Given records:
────────────────────

PR #702, opened 2019-04-04
Enable strict parsing

errordeveloper:
### Description

This allows us to error when config has unknown fields.

### Checklist

### DIFF
--- a/pkg/eks/api.go
+++ b/pkg/eks/api.go
@@ -17,6 +17,7 @@ import (
 
 	"k8s.io/apimachinery/pkg/runtime"
 	"k8s.io/client-go/kubernetes/scheme"
+	"sigs.k8s.io/yaml"
 
 	"github.com/aws/aws-sdk-go/aws"
 	"github.com/aws/aws-sdk-go/aws/credentials"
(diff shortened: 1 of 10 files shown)


pkg/eks/api.go
```diff
@@ -158,6 +159,10 @@ func LoadConfigFromFile(configFile string, cfg *api.ClusterConfig) error {
 		return errors.Wrapf(err, "reading config file %q", configFile)
 	}
 
+	if err := yaml.UnmarshalStrict(data, &api.ClusterConfig{}); err != nil {
```
martina-if: Where is the old unmarshal call? was it the `runtime.Decode()` below? should we keep both?

errordeveloper: Yes, and we still want to use that one. The output of this one is not stored. A bit of a hack, but couldn't find a way to make `runtime.Decode()` do the same, but it does other things that are useful for us.

martina-if: Oh, but then this will be confusing, can we add a comment that the actual thing is used is `obj` from the `Decode()`?

errordeveloper: Yes, good idea, I added a comment with more notes.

────────────────────

Work to complete: Each line that includes the string "ClusterConfig" should be copied from the data.

Solution for this exercise:
@@ -158,6 +159,10 @@ func LoadConfigFromFile(configFile string, cfg *api.ClusterConfig) error {
+	if err := yaml.UnmarshalStrict(data, &api.ClusterConfig{}); err != nil {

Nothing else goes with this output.